All records are to be restated exactly, each line as it reads.
________________
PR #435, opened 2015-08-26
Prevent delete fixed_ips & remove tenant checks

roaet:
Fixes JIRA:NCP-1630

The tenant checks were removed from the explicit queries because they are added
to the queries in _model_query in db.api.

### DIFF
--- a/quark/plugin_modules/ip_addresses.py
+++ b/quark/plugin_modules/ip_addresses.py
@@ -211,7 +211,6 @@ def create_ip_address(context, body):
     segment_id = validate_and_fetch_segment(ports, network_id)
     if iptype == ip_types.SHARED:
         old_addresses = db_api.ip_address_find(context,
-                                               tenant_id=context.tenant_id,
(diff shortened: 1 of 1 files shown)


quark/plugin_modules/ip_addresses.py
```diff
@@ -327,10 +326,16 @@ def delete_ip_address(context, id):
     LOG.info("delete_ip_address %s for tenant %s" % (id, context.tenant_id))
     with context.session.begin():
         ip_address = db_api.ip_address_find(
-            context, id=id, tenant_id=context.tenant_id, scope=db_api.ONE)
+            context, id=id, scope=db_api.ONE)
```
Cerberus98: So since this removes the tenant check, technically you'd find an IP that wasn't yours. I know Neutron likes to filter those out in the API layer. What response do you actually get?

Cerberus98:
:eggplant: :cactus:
________________
Your response =
PR #435, opened 2015-08-26
Prevent delete fixed_ips & remove tenant checks

roaet:
Fixes JIRA:NCP-1630

The tenant checks were removed from the explicit queries because they are added
to the queries in _model_query in db.api.

### DIFF
--- a/quark/plugin_modules/ip_addresses.py
+++ b/quark/plugin_modules/ip_addresses.py
@@ -211,7 +211,6 @@ def create_ip_address(context, body):
     segment_id = validate_and_fetch_segment(ports, network_id)
     if iptype == ip_types.SHARED:
         old_addresses = db_api.ip_address_find(context,
-                                               tenant_id=context.tenant_id,
(diff shortened: 1 of 1 files shown)


quark/plugin_modules/ip_addresses.py
```diff
@@ -327,10 +326,16 @@ def delete_ip_address(context, id):
     LOG.info("delete_ip_address %s for tenant %s" % (id, context.tenant_id))
     with context.session.begin():
         ip_address = db_api.ip_address_find(
-            context, id=id, tenant_id=context.tenant_id, scope=db_api.ONE)
+            context, id=id, scope=db_api.ONE)
```
Cerberus98: So since this removes the tenant check, technically you'd find an IP that wasn't yours. I know Neutron likes to filter those out in the API layer. What response do you actually get?

Cerberus98:
:eggplant: :cactus:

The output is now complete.